= Beginning of Section =
PR #587, opened 2026-05-23
Enhancing Grover

### LINKED ISSUE #586: Unjustified Exception in grovers_alg
### Priority

High

### Responsible

_No response_

### Qrisp Version

0.8.2

### Python Version

3.11.15

### Operating System

macOS

### Short Description

`grovers_alg` throws an unjustified `Exception`, when the oracle acts on a QuantumVariable that is not part of the `qv_list`.

### Steps to Reproduce

```
from qrisp import *
from qrisp.algorithms.grover import grovers_alg
import numpy as np


def prepare_oracle(qv, forbidden_value):

    @auto_uncompute
    def oracle(qv, phase=np.pi):

        flag = qv != forbidden_value
        p(phase, flag)

    grovers_alg(qv, oracle, winner_state_amount=2**qv.size - 1, exact=True)


a = QuantumFloat(2)
h(a)
b = QuantumFloat(2)
prepare_oracle(b, forbidden_value=a)

multi_measurement([a, b])
```

> Exception: Applied oracle introducing new QuantumVariables without uncomputing/deleting

### Expected Behavior

> {(0, 1): 0.08333333333333333,
 (0, 2): 0.08333333333333333,
 (0, 3): 0.08333333333333333,
 (1, 0): 0.08333333333333333,
 (1, 2): 0.08333333333333333,
 (1, 3): 0.08333333333333333,
 (2, 0): 0.08333333333333333,
 (2, 1): 0.08333333333333333,
 (2, 3): 0.08333333333333333,
 (3, 0): 0.08333333333333333,
 (3, 1): 0.08333333333333333,
 (3, 2): 0.08333333333333333}

### Actual Behavior

> Exception: Applied oracle introducing new QuantumVariables without uncomputing/deleting

### Means of Verification

| Test-ID | Type     | Description | Expected Result |
|---------|----------|-------------|-----------------|
| T-001   | Positive |             |                 |
| T-002   | Negative |             |                 |
| T-003   | Boundary |             |                 |
| T-004   | Boundary |             |                 |

### Additional Context

Root cause: https://github.com/eclipse-qrisp/Qrisp/blob/8fed21134f626a2090fe22f975bddb202005de3e/src/qrisp/algorithms/grover/grover_tools.py#L529

### Definition of Done

- [x] Root cause identified
- [ ] Regression test added
- [ ] Changelog entry added

renezander90:
## Description

Refactors `grovers_alg` and `diffuser` with type annotations, a mutable-default-argument fix (`kwargs={}`→`None`), a simplified iteration calculation for exact Grover's, and improved docstrings. Renames the `qv_list` parameter to `args`. Replaces the `Exception` for missing `winner_state_amount` with a proper `ValueError`. Expands the single monolithic test into a focused, well-named test suite with two additional cases (all-states-tagged and oracle with side effects). Deactivates the oracle-uncompute check (`if qv_amount != len(qs.qv_list)`) related to #586.

## Related Issues

Closes #586
Related to

## Type of Change

- [x] Bug Fix
- [ ] Performance improvement
- [x] Documentation
- [ ] CI / Build

## Breaking Change?
- [ ] Yes
- [x] No

## What was changed?

- **grover_tools.py**:
  - Renamed `qv_list` parameter to `args` in `grovers_alg` to avoid implying that input must be a list, and for consistency with amplitude amplification.
  - Added type annotations to `grovers_alg`, `diffuser`, and `tag_state`
  - Fixed mutable default argument: `kwargs={}` → `kwargs=None` (handled safely inside)
  - Changed `iterations=0` sentinel to `iterations: int | None = None`; iteration detection now uses `elif iterations is None` instead of `== 0`
  - Simplified exact Grover iteration count: replaced the iterative `while_loop`/`while` approach with the closed-form formula $\lceil \pi/(4\theta) - 0.5 \rceil$ where $\theta = \arcsin(\sqrt{M/N})$
  - Replaced `raise Exception(...)` for missing `winner_state_amount` in exact mode with `raise ValueError(...)`
  - Non-Jasp path now uses `elif iterations > 0` (skips `IterationEnvironment` entirely for 0 iterations)
  - Updated `diffuser` and `tag_state` docstrings: `float or sympy.Symbol` → `qrisp.Param`
  - Removed inlined diffuser implementation that had been commented out behind a stray `"""` block
- **test_grovers_algorithm.py**:
  - Refactored monolithic `test_grovers_algorithm` into 6 focused tests: `_basic_oracle`, `_equation_oracle`, `_exact_mode`, `_quantum_array`, `_all_states_tagged`, `_exact_missing_winner_amount`
  - Added `test_grovers_oracle_with_side_effects` (covers [#586](https://github.com/eclipse-qrisp/Qrisp/issues/586)): Grover with an oracle that acts on variables not belonging to the input `args`
  - Replaced fragile exact-dict equality assertions with `np.isclose`-based checks and `set`-based winner-state verification
  - Replaced `sbp_mult` uncompute pattern with injection operator `<<`
  - Moved imports to module level; removed stray `print` statements and `import time`

## How was it tested?

| Test-ID | Status |
|---------|--------|
| `test_grovers_basic_oracle` | ✅ |
| `test_grovers_equation_oracle` | ✅ |
| `test_grovers_exact_mode` | ✅ |
| `test_grovers_quantum_array` | ✅ |
| `test_grovers_list_quantum_array` | ✅ |
| `test_grovers_all_states_tagged` (exact=True / exact=False) | ✅ |
| `test_grovers_exact_missing_winner_amount` | ✅ |
| `test_grovers_oracle_with_side_effects` | ✅ |

## Checklist

## Reviewer Notes

- Commented-out oracle-uncompute check (`if qv_amount != len(qs.qv_list)`) which caused an Exception if the oracle acts on variables not belonging to the input `args`


src/qrisp/algorithms/grover/grover_tools.py
```diff
@@ -39,18 +39,25 @@
...
+):
     r"""
     Applies the Grover diffuser onto (multiple) QuantumVariables.
 
     Parameters
     ----------
     input_object : QuantumVariable | QuantumArray | list[QuantumVariable | QuantumArray]
         The (list of) QuantumVariables to apply the Grover diffuser on.
-    phase : float or sympy.Symbol, optional
+    phase : qrisp.Param, optional
```
positr0nium: This gives the impression that we have some exotic system of describing parameters that users need to get used to when in reality it is much rather very established ways of representing parameters (float, sympy, etc.)

src/qrisp/algorithms/grover/grover_tools.py
```diff
@@ -430,105 +390,83 @@ def counting_oracle(qv, phase = np.pi, k = 1):
...
+    elif iterations > 0:
 
-        merge(qv_list)
-        qs = recursive_qs_search(qv_list)[0]
-        qv_amount = len(qs.qv_list)
+        merge(args)
+        qs = recursive_qs_search(args)[0]
+        # qv_amount = len(qs.qv_list)
 
         with IterationEnvironment(qs, iterations):
```
positr0nium, line 468: The original purpose of the iteration environment was to bridge Pythonic compilation speed bottlenecks. Now that we have Jasp, we don't need it anymore.

renezander90: Yes, I left it because we have not deprecated the `IterationEnvironment` for far, and it still gives some Python compilation speed advantages in static mode. But, we could also already remove it here if you prefer.
We should also consider deprecating the IterationEnvironment in the future because it could cause confusion regarding migration to Jasp.

positr0nium: The issue is now backlogged [here](https://github.com/eclipse-qrisp/Qrisp/issues/606), so I guess we can go ahead and merge this PR.

positr0nium: (maybe after addressing the typing thing in the docstring 😇)

src/qrisp/algorithms/grover/grover_tools.py
renezander90: So you would revert back to `float or sympy.Symbol`? Should we then also add, e.g., `np.number`, `jax.core.Tracer` here? This situation appears in different places. What would be the general strategy? Also looping in @PietropaoloFrisoni

positr0nium: Maybe a good compromise would be to have do something like
``float or floatlike``
and linking to the typing docs to explain what floatlike means?

PietropaoloFrisoni: For context, this came up because some parameters were only annotated as `int`, `float`, etc., and Pylance was complaining because it could not find some attributes that we were using (as a parameter can also be `sympy.Symbol`, `Tracer`, etc., depending on the context). Hence, the need to use a common and consistent type alias for all the parameters.

I was not sure about the name, though. If `Param` looks too structured to you, I agree that something like `floatlike`, `FloatLike`, `Scalarlight`, etc. could be better. You can just change `Param` into something else all at once in one single command 👍

src/qrisp/algorithms/grover/grover_tools.py
PietropaoloFrisoni, line 1: The `gphase` and `invert` functions are imported in this file but not used (this was pre-existing issue, not related to this PR). We might also kill two birds with one stone and run `isort` to sort all the imports. I did it on my branch with `isort src/qrisp/algorithms/grover/grover_tools.py` and it showed some changes.

src/qrisp/algorithms/grover/grover_tools.py
```diff
@@ -39,18 +39,25 @@
...
+from typing import Callable, Any
 
 
 # Applies the grover diffuser onto the (list of) quantum variable input_object
-def diffuser(input_object, phase=np.pi, state_function=None, reflection_indices=None):
+def diffuser(
+    input_object: QuantumVariable | QuantumArray | list[QuantumVariable | QuantumArray],
+    phase: Param = np.pi,
+    state_function: Callable = None,
+    reflection_indices: list[int] = None,
```
PietropaoloFrisoni:
```suggestion
    state_function: Callable | None = None,
    reflection_indices: list[int] | None = None,
```

src/qrisp/algorithms/grover/grover_tools.py
```diff
@@ -39,18 +39,25 @@
...
+from qrisp.typing import Param
+from typing import Callable, Any
 
 
 # Applies the grover diffuser onto the (list of) quantum variable input_object
-def diffuser(input_object, phase=np.pi, state_function=None, reflection_indices=None):
+def diffuser(
+    input_object: QuantumVariable | QuantumArray | list[QuantumVariable | QuantumArray],
+    phase: Param = np.pi,
+    state_function: Callable = None,
```
PietropaoloFrisoni: `Pylance` (but I believe you can also check this with other code quality checkers), warns that: 

```
Parameter declaration "state_function" is obscured by a declaration of the same name. 
```

It should not make any difference here, but for consistency, we could just replace the `state_function` defined within this function with a different name (it is not changing anything)

src/qrisp/algorithms/grover/grover_tools.py
PietropaoloFrisoni: `refection_indices` should be `reflection_indices`

src/qrisp/algorithms/grover/grover_tools.py
```diff
@@ -430,105 +390,83 @@ def counting_oracle(qv, phase = np.pi, k = 1):
...
+                diffuser(args)
 
-        if qv_amount != len(qs.qv_list):
-            raise Exception(
-                "Applied oracle introducing new QuantumVariables without uncomputing/deleting"
-            )
+        # if qv_amount != len(qs.qv_list):
+        #    raise Exception(
+        #        "Applied oracle introducing new QuantumVariables without uncomputing/deleting"
+        #    )
```
PietropaoloFrisoni, line 481: Curiosity: why do you leave commented code like this in the source code? I have seen this in other contexts as well but I never figured it out. I have nothing against it if it is necessary/useful, but maybe it would be helpful to add a TODO, NOTE, or a brief explanation : )

src/qrisp/algorithms/grover/grover_tools.py
```diff
@@ -282,47 +233,56 @@ def conjugator(qv_list, temp_qf):
 
 
 def grovers_alg(
-    qv_list,
```
PietropaoloFrisoni, line 285: I like the new `args` name more, but isn't this a breaking change in case someone was calling `grovers_alg` by using `qv_list` as keyword argument? That is, `grovers_alg(qv_list=...`?

src/qrisp/algorithms/grover/grover_tools.py
```diff
@@ -282,47 +233,56 @@ def conjugator(qv_list, temp_qf):
...
-    oracle_function,
-    kwargs={},
-    iterations=0,
-    winner_state_amount=None,
-    exact=False,
+    args: QuantumVariable | QuantumArray | list[QuantumVariable | QuantumArray],
```
PietropaoloFrisoni: In case `args` (ex `qv_list`) can also be a tuple or something else, `Sequence` would be more general/appropriate. But even `list` is clear enough from my perspective and this is an optional improvement

PietropaoloFrisoni (commented):
Thanks @renezander90 , this PR is extremely encouraging to see and, from my perspective,  it goes exactly in the right direction!

I just have some minor points/questions : )

Image

src/qrisp/algorithms/grover/grover_tools.py
renezander90: We already have `ScalarLike`: 
Bildschirmfoto 2026-06-02 um 20 00 13

This is almost the same as `Param`:
Bildschirmfoto 2026-06-02 um 20 01 11

Maybe we should consolidate in `ScalarLike`. And in the documentation, we write `float or ScalarLike`? 

Calling a type alias `FloatLike` if it covers also `complex` is not ideal. Or we introduce a `FloatLike` that does not contain `complex`. (In this particular case, the `phase` also should not be complex.)

PietropaoloFrisoni: `ScalarLike` was originally brought up to distinguish JAX scalar arrays from multidimensional arrays (since they have different attributes, as we previously discussed in other PRs). If it weren't for `sympy.Expr`, we could also combine `ScalarLike` with `Param`. 

I don't remember why I inserted `complex` in `Params`, but it seems natural to me to consider only unitary gates by convention (having real parameters only).

What about removing `complex` from `Param` and renaming `Param` into `FloatLike` (or some other name that you prefer)? If we ever need to consider a parameter that can also be complex, we can always use `FloatLike | complex` in the type hint (or introduce another `ComplexLike` alias in the future)

renezander90: This could work. We also would have to further specify `np.number` for the `FloatLike` type alias.

src/qrisp/algorithms/grover/grover_tools.py
renezander90: Yes, if someone uses `qv_list` as keyword argument, it would be a breaking change.

src/qrisp/algorithms/grover/grover_tools.py
renezander90: I leave it if I think it could be used again in the future. But, this can be confusing; I will add a note or remove it here.

src/qrisp/algorithms/grover/grover_tools.py
renezander90: I'm a fan of sorting :). We can do this next week.

src/qrisp/algorithms/grover/grover_tools.py
renezander90: Providing a tuple causes an error. We should keep the `list` for now.

src/qrisp/algorithms/grover/grover_tools.py
PietropaoloFrisoni: Marking this as resolved since the PR replacing `Param` has been created, reviewed, and merged by all the present

src/qrisp/algorithms/grover/grover_tools.py
```diff
@@ -39,24 +39,31 @@
 )
 from qrisp.alg_primitives.reflection import reflection
 from qrisp.jasp import check_for_tracing_mode, jrange
+from qrisp.typing import FloatLike
+from typing import Callable, Any, Sequence
```
PietropaoloFrisoni: Sequence should come from collections.abc since Python 3.9: https://docs.python.org/3/library/typing.html#typing.Sequence

src/qrisp/algorithms/grover/grover_tools.py
```diff
@@ -39,24 +39,31 @@
...
     r"""
     Applies the Grover diffuser onto (multiple) QuantumVariables.
 
     Parameters
     ----------
-    input_object : QuantumVariable | QuantumArray | list[QuantumVariable | QuantumArray]
+    input_object : QuantumVariable | QuantumArray | Sequence[QuantumVariable | QuantumArray]
         The (list of) QuantumVariables to apply the Grover diffuser on.
-    phase : float or sympy.Symbol, optional
+    phase : float | FloatLike, optional
```
PietropaoloFrisoni:
```suggestion
    phase : FloatLike, optional
```

`float` is already included in `FloatLike` : )

src/qrisp/algorithms/grover/grover_tools.py
```diff
@@ -39,24 +39,31 @@
 )
 from qrisp.alg_primitives.reflection import reflection
 from qrisp.jasp import check_for_tracing_mode, jrange
+from qrisp.typing import FloatLike
+from typing import Callable, Any, Sequence
 
 
 # Applies the grover diffuser onto the (list of) quantum variable input_object
```
PietropaoloFrisoni:
```suggestion
# Applies the grover diffuser onto the (sequence of) quantum variable input_object
```

src/qrisp/algorithms/grover/grover_tools.py
PietropaoloFrisoni: Seems reasonable to me

src/qrisp/algorithms/grover/grover_tools.py
```diff
@@ -109,98 +116,44 @@ def diffuser(input_object, phase=np.pi, state_function=None, reflection_indices=
...
     Parameters
     ----------
     tag_specificator : dict
         A dictionary specifying which state should be tagged.
     binary_values : bool, optional
         If set to True, the values in the tag_specificator dict have to be bitstrings
         instead of labels. The default is False.
-    phase : float or sympy.Symbol, optional
-        Specify the phase shift the tag should perform. The default is pi, i.e. a
+    phase : float | FloatLike, optional
```
PietropaoloFrisoni:
```suggestion
    phase : FloatLike, optional
```

src/qrisp/algorithms/grover/grover_tools.py
```diff
@@ -430,105 +392,94 @@ def counting_oracle(qv, phase = np.pi, k = 1):
...
+    if isinstance(args, Sequence):
+        for qv in args:
+                h(qv)
     else:
-        h(qv_list)
+        h(args)
 
     if check_for_tracing_mode():
 
         for i in jrange(iterations):
```
PietropaoloFrisoni:
```suggestion
        for _ in jrange(iterations):
```

src/qrisp/algorithms/grover/grover_tools.py
```diff
@@ -109,98 +116,44 @@ def diffuser(input_object, phase=np.pi, state_function=None, reflection_indices=
 
     if state_function == None:
```
PietropaoloFrisoni:
```suggestion
    if state_function is None:
```

Since there is just one `None` object in every program (it's a singleton), the general rule is to use `is None` (more efficient and Pythonic) : )

src/qrisp/algorithms/grover/grover_tools.py
```diff
@@ -282,47 +235,56 @@ def conjugator(qv_list, temp_qf):
...
+        keyword argument ``phase`` to apply the calculated fractional phase shift.
 
     Raises
     ------
-
-    Exception
-        Applied oracle introducing new QuantumVariables without uncomputing/deleting
+    ValueError
+        If ``exact`` is set to True but ``winner_state_amount`` is not specified.
+    ZeroDivisionError
```
PietropaoloFrisoni, line 277: [Optional suggestion] Should we add an explicit guard at the entry point instead?

```
if winner_state_amount is not None and winner_state_amount <= 0:
    raise ValueError("winner_state_amount must be a positive integer")
```

PietropaoloFrisoni (approved):
Good stuff!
= End of Section =
Each line of the data in which the string "focused" appears needs to be copied.

Refactors `grovers_alg` and `diffuser` with type annotations, a mutable-default-argument fix (`kwargs={}`→`None`), a simplified iteration calculation for exact Grover's, and improved docstrings. Renames the `qv_list` parameter to `args`. Replaces the `Exception` for missing `winner_state_amount` with a proper `ValueError`. Expands the single monolithic test into a focused, well-named test suite with two additional cases (all-states-tagged and oracle with side effects). Deactivates the oracle-uncompute check (`if qv_amount != len(qs.qv_list)`) related to #586.
  - Refactored monolithic `test_grovers_algorithm` into 6 focused tests: `_basic_oracle`, `_equation_oracle`, `_exact_mode`, `_quantum_array`, `_all_states_tagged`, `_exact_missing_winner_amount`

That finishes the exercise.